I found some thoughts on this valuable, esp. since I recently spend the money originally reserved for top 5d3+24-70ii gear for other, but more important real world purposes, so I'll end up with a 6d+24-70vc ... but I'm happy with my decision.



Sunnystate said:


> Could not agree more, the karma thingy was removed as well due to thin skin of some.



As far as I remember karma was removed because there was some abuse and, imho more importantly, it just didn't work - people confused "agree/disagree" to a particular post with an overall rating of a poster, so being critical esp. towards Canon products drove your karma into the ground which I find unfortunate for matter of fact discussions.



Don Haines said:


> It ended with the racist rant. Most countries have laws about that.... to allow it to remain, particularly after the moderator was made aware, is to invite legal action against CanonRumors.



Well, I didn't read the post, but there's always freedom of speech that has to be weighted against opinions (idiotic as they may be), to remove a racist post is probably more good taste and common political sense then preventing a lawsuit.


----------



## J.R. (Feb 3, 2013)

Ray2021 said:


> sanj said:
> 
> 
> > Moderators: Grow up please!!!
> ...



+1 ... Exactly what I feel


----------



## J.R. (Feb 3, 2013)

http://www.canonrumors.com/forum/index.php?topic=1442.0

See rule 5 - 

_"5. Politics - This is a subject that many have strong feelings about, and is sure to start a flame war. Political threads disguised a photography discussion will be removed."_


----------



## 35mm Film (Feb 3, 2013)

On the topic of ethical behaviour my Philosophy Tutor at University said if you have to think about what you are about to communicate, then ask yourself would I direct it to people I love and respect. 

What I have found with photography in this day and age is that digital photography is easily accessible to people who have massive egos and very little skill. The same people don’t understand that photography is about people and if you’re not taking pics of people your sharing your images with people. No offence intended.


----------



## Rat (Feb 3, 2013)

rpt said:


> if say 49% of the threads on this site were like that, would you be visiting the site?


This. I visited that thread several times to see if some redeeming information had shown up or if someone with more than half a brain had put some sense into the OP - being disappointed each time. Not a big surprise, since the whole thread was based on lies.

Thankfully, I missed the racist rant but in general: I visit this forum to become a better photographer - not to be subjected to the "the internet is a big free-for-all, get lost if you don't like me" movement. And that is not even considering that such behaviour is not just brutally offensive, but also inherently contradictory.

Anyhoo - moderators, thank you. I too had expected this to happen earlier, but it sure is the right course of action.


----------



## sanj (Feb 3, 2013)

I missed the racist post that everyone is talking about so do not know how bad it was.

But the rest seemed fine for a forum to me.

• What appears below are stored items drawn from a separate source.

PR #429, opened 2021-01-20
Make '--capture clear-dir' safer

### LINKED ISSUE #426: Make clear-dir safer
When `--capture clear-dir` is given, we delete the path given by `--capture dir:/path`.
This is dangerous in the case that the user choose to use both options, and gives, for example, "/" or "~" as the capture dir.
In that case, Tracee will DELETE all of these folders content!

To avoid this situation, one solution is to create a subdirectory under the chosen capture directory (for example, create "out" directory)

yanivagman:
close #426

### DIFF
--- a/main.go
+++ b/main.go
@@ -174,7 +174,7 @@ Possible options:
 [artifact:]mem                     capture memory regions that had write+execute (w+x) protection, and then changed to execute (x) only.
 [artifact:]all                     capture all of the above artifacts.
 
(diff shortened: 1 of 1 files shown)


itaysk (approved):

itaysk:
what about tracee.pid file?

yanivagman:
I didn't change tracee.pid location - it will be in the output directory as before.
But like I said, this should be changed.
We will need to handle it in a different commit.

PR #431, opened 2021-01-20
refactor output flag

itaysk:
related: https://github.com/aquasecurity/tracee/issues/397

this also fixes a small issue with --capture documentation 

There are a few practices here that if approved I think we should implement in the other preparers in the future.

### DIFF
--- a/main.go
+++ b/main.go
@@ -41,16 +41,15 @@ func main() {
 			}
 
 			cfg := tracee.TraceeConfig{
-				DetectOriginalSyscall: c.Bool("detect-original-syscall"),
-				ShowExecEnv:           c.Bool("show-exec-env"),
-				OutputFormat:          c.String("output"),
-				PerfBufferSize:        c.Int("perf-buffer-size"),
-				BlobPerfBufferSize:    c.Int("blob-perf-buffer-size"),
-				SecurityAlerts:        c.Bool("security-alerts"),
-				EventsFile:            os.Stdout,
-				ErrorsFile:            os.Stderr,
-				StackAddresses:        c.Bool("stack-addresses"),
+				PerfBufferSize:     c.Int("perf-buffer-size"),
+				BlobPerfBufferSize: c.Int("blob-perf-buffer-size"),
+				SecurityAlerts:     c.Bool("security-alerts"),
 			}
+			output, err := prepareOutput(c.StringSlice("output"))
+			if err != nil {
+				return err
+			}
+			cfg.Output = &output
 			capture, err := prepareCapture(c.StringSlice("capture"))
 			if err != nil {
 				return err
@@ -99,15 +98,16 @@ func main() {
 				Value:   nil,
 				Usage:   "capture artifacts that were written, executed or found to be suspicious. run '--capture help' for more info.",
 			},
-			&cli.BoolFlag{
-				Name:  "detect-original-syscall",
-				Value: false,
-				Usage: "when tracing kernel functions which are not syscalls (such as cap_capable), detect and show the original syscall that called that function",
+			&cli.StringSliceFlag{
+				Name:    "output",
+				Aliases: []string{"o"},
+				Value:   cli.NewStringSlice("format:table"),
+				Usage:   "Control how and where output is printed. run '--output help' for more info.",
 			},
 			&cli.BoolFlag{
-				Name:  "show-exec-env",
+				Name:  "security-alerts",
 				Value: false,
-				Usage: "when tracing execve/execveat, show environment variables",
+				Usage: "alert on security related events",
 			},
 			&cli.IntFlag{
 				Name:    "perf-buffer-size",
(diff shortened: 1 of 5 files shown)


main.go
```diff
@@ -163,20 +147,82 @@ func main() {
...
+
+	res := tracee.OutputConfig{}
+	if len(outputSlice) == 1 && outputSlice[0] == "help" {
+		return res, fmt.Errorf(outputHelp)
+	}
+
+	for _, o := range outputSlice {
+		outputParts := strings.SplitN(o, ":", 2)
+		if outputParts[0] == "out-file" {
+			res.OutPath = outputParts[1]
```
yanivagman, line 179: What if the input "out-file" was given? In that case, there is no index 1 to outputParts

main.go
```diff
@@ -163,20 +147,82 @@ func main() {
...
+		} else if outputParts[0] == "err-file" {
+			res.ErrPath = outputParts[1]
```
yanivagman, line 181: same

main.go
```diff
@@ -163,20 +147,82 @@ func main() {
...
+		} else if outputParts[0] == "option" {
+			switch outputParts[1] {
```
yanivagman, line 183: same

main.go
```diff
@@ -163,20 +147,82 @@ func main() {
...
+			default:
+				return res, fmt.Errorf("invalid output option: %s, use '--option help' for more info", outputParts[1])
+			}
+		} else {
+			numParts := len(outputParts)
+			if numParts == 1 {
+				res.Format = strings.TrimPrefix(outputParts[0], "format:")
+			} else if numParts == 2 {
+				res.Format = outputParts[1]
+			}
```
yanivagman, line 201: Is it ok to have an input of more than 2 splits? e.g.: "option:eot:3:2"

main.go
```diff
@@ -163,20 +147,82 @@ func main() {
...
+				res.DetectSyscall = true
+			case "exec-env":
+				res.ExecEnv = true
+			default:
+				return res, fmt.Errorf("invalid output option: %s, use '--option help' for more info", outputParts[1])
+			}
+		} else {
+			numParts := len(outputParts)
+			if numParts == 1 {
+				res.Format = strings.TrimPrefix(outputParts[0], "format:")
```
yanivagman, line 198: if numPart is 1, the string can't start with "format:" (as it will have a size of 2 or more) - am I wrong?

main.go
```diff
@@ -163,20 +147,82 @@ func main() {
...
 [artifact:]all                     capture all of the above artifacts.
 
-dir:/path/to/dir        path where tracee will save produced artifacts (default: /tmp/tracee).
+dir:/path/to/dir        path where tracee will save produced artifacts. the artifact will be saved into an 'out' subdirectory. (default: /tmp/tracee).
 clear-dir               clear the captured artifacts output dir before starting (default: false).
 
+Examples:
+	--capture exec                                           | capture executed files into the default output directory
+	--capture all --capture dir:/my/dir --capture clear-dir  | delete /my/dir/out and then capture all supported artifacts into it
+	--capture write=/usr/bin --capture write=/etc/*          | capture files that were written into /usr/bin directly, or anywhere below /etc
```
yanivagman, line 224: write=/usr/bin without "*" will not work as we don't support this syntax

main.go
itaysk: I'm doing `SplitN` with 2 splits, so we can't get more then 2 items.
the example you gave will be split into: `[option eot:3:2]`

main.go
```diff
@@ -163,20 +147,82 @@ func main() {
...
+func prepareOutput(outputSlice []string) (tracee.OutputConfig, error) {
+	outputHelp := `
+Control how and where output is printed.
+Possilbe options:
+
+[format:]{table,table-verbose,json,gob,gotemplate=/path/to/template}   output events in the specified format. for gotemplate, specify the mandatody template file
+out-file:/path/to/file                                                 write the output to a specified file. the path to the file will be created if not existing and the file will be deleted if existing (deafult: stdout)
+err-file:/path/to/file                                                 write the errors to a specified file. the path to the file will be created if not existing and the file will be deleted if existing (deafult: stderr)
+option:{eot,stacktrace,detect-syscall,exec-env}                        augment output according to given options (default: none)
+	eot                                                                add a final event that signals the end of event stream. this is an empty event with "EventName" set to the ASCII code 4, which is "End Of Transmission"
```
yanivagman, line 159: Alignment?

main.go
```diff
@@ -163,20 +147,82 @@ func main() {
...
+	stack-addresses                                                    include stack memory addresses for each event
+	detect-syscall                                                     when tracing kernel functions which are not syscalls, detect and show the original syscall that called that function
+	exec-env                                                           when tracing execve/execveat, show the environment variables that were used for execution
+Examples:
+	--output json --output option:eot                        | output as json and add an EOT event
+	--output gotemplate=/path/to/my.tmpl                     | output as the provided go template
+	--output out-file:/my/out err-file:/my/err                 | output to /my/out and errors to /my/err
```
yanivagman, line 166: Alignment?

yanivagman (approved):
Only a small comment about alignment

PR #432, opened 2021-01-21
Publish the image

krol3:
Publish the image tracee


itaysk:
Sorry but we are publishing images via our [current release script](https://github.com/aquasecurity/tracee/blob/7d2ce345dfca4f1f24f2aa1a0a99a97e5ad0952f/Makefile#L181).
There's a PR to run this script from GH Actions: #367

If we cant take simple discussion like that then we would have tough time discussing concepts or results with clients. 

I kind of believe in free speech.


----------



## Rat (Feb 3, 2013)

sanj said:


> I kind of believe in free speech.


I think everybody here does that, but all freedoms can be abused. Read e.g. "The boy who cried wolf".


----------



## Marsu42 (Feb 3, 2013)

sanj said:


> I kind of believe in free speech.



Me too, but since CR & other channels are run by private individuals or enterprises with a business interest you are free to speak up to your pets and family in the comfort of your own home or write a sign and stand next to the freeway :->

Having said that, I never saw anything removed on CR that I'd consider to be censorship or over the top, and narrowing down the theme to photography does make sense. My only potential issue is the exclusion of politics, since it's very fuzzy what is political and what not, but I think the mods have good common sense here and mostly remove dumb party politics or comments on international warfare (declared or undeclared).


----------



## wellfedCanuck (Feb 3, 2013)

Well, if it's turning into a poll- although I believe in free speech- I support the moderators on this one. I've run internet forums, Compuserve forums and even a fidonet BBS back in the early '90s. The value of the entire place diminishes greatly when a free-for-all erupts. People get crazy behind the anonymity of a keyboard and as much as we like to think we're all adults- the conversation often needs to be nudged back in proper directions.


----------



## FatDaddyJones (Feb 3, 2013)

I support free speech. I also support the right to kick someone out of my house that I don't like, or tell somebody to shut up if I don't like what they're saying, if they're in my home. The same should go for websites. Moderators have the right to moderate on a site, for whatever reason. It's their website, not yours. They have the right to allow or disallow any information they want. Someone said that moderators are required by law to remove posts. No they're not. Maybe in Iran or North Korea. Not in the free world.


----------



## Admin US West (Feb 3, 2013)

We remove very few threads, however, this is not a free for all. In this case, We had a little more info than was apparent to many readers. It was not about the many worthwhile posts, but the OP, and when he went, so did his posts and threads he started.


----------



## RS2021 (Feb 3, 2013)

Rat said:


> I visit this forum to become a better photographer - not to be subjected to the "the internet is a big free-for-all, get lost if you don't like me" movement. And that is not even considering that such behaviour is not just brutally offensive, but also inherently contradictory.



+1 Amen!


----------



## sanj (Feb 3, 2013)

CR Backup Admin said:


> We remove very few threads, however, this is not a free for all. In this case, We had a little more info than was apparent to many readers. It was not about the many worthwhile posts, but the OP, and when he went, so did his posts and threads he started.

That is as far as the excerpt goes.